TO DO:
Every line below should be duplicated exactly.

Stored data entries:
* * * * * * * * *
PR #2770, opened 2021-02-15
First step in adjusting Political Agendas: Fix the serialization method.

kberg:
@nwai90 this is a work in progress. I need to spend a little more time making sure this works, and also fix the PoliticalAgendas test (which only tests serailization, how sad.)

But take a look at tell me your thoughts, please. This will make the transition much easier.


src/turmoil/PoliticalAgendas.ts
```diff
@@ -25,66 +25,73 @@ export interface PoliticalAgendasData {
...
 export interface SerializedPoliticalAgendasData {
   currentAgenda: Agenda;
   staticAgendas: Array<[PartyName, Agenda]> | undefined;
+  // Replacing staticAgendas and currentAgenda with agendas, eventually.
+  agendas: Array<[PartyName, Agenda]> | undefined;
+  agendaStyle: AgendaStyle | undefined;
 }
 
 export class PoliticalAgendas {
+  public static randomElement: (list: Array<any>) => any = PoliticalAgendas.defaultRandomElement;
```
bafolts, line 43: Typescript should infer this type so there is no need to use `any`. I would change this to:

```
public static randomElement = PoliticalAgendas.defaultRandomElement;
```

bafolts (approved):

src/turmoil/PoliticalAgendas.ts
kberg: I'm *really* happy with these tests.

kberg:
@nwai90 I think given our prior discussions you're fine if I merge this in. But take a peek at it anyway. The tests are useful.

Issue #4917, opened 2022-09-10
Copernicus Tower shouldn't increase megacredits production


elynnlee:
Copernicus Tower's actions read: "Add 1 Science resource here, or spend 1 Science resource here to raise your TR 1 step." However, when activating the card, my megacredit production also increases by 1.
* * * * * * * * *
RESPONSE TO THIS EXERCISE:
PR #2770, opened 2021-02-15
First step in adjusting Political Agendas: Fix the serialization method.

kberg:
@nwai90 this is a work in progress. I need to spend a little more time making sure this works, and also fix the PoliticalAgendas test (which only tests serailization, how sad.)

But take a look at tell me your thoughts, please. This will make the transition much easier.


src/turmoil/PoliticalAgendas.ts
```diff
@@ -25,66 +25,73 @@ export interface PoliticalAgendasData {
...
 export interface SerializedPoliticalAgendasData {
   currentAgenda: Agenda;
   staticAgendas: Array<[PartyName, Agenda]> | undefined;
+  // Replacing staticAgendas and currentAgenda with agendas, eventually.
+  agendas: Array<[PartyName, Agenda]> | undefined;
+  agendaStyle: AgendaStyle | undefined;
 }
 
 export class PoliticalAgendas {
+  public static randomElement: (list: Array<any>) => any = PoliticalAgendas.defaultRandomElement;
```
bafolts, line 43: Typescript should infer this type so there is no need to use `any`. I would change this to:

```
public static randomElement = PoliticalAgendas.defaultRandomElement;
```

bafolts (approved):

src/turmoil/PoliticalAgendas.ts
kberg: I'm *really* happy with these tests.

kberg:
@nwai90 I think given our prior discussions you're fine if I merge this in. But take a peek at it anyway. The tests are useful.

Issue #4917, opened 2022-09-10
Copernicus Tower shouldn't increase megacredits production


elynnlee:
Copernicus Tower's actions read: "Add 1 Science resource here, or spend 1 Science resource here to raise your TR 1 step." However, when activating the card, my megacredit production also increases by 1.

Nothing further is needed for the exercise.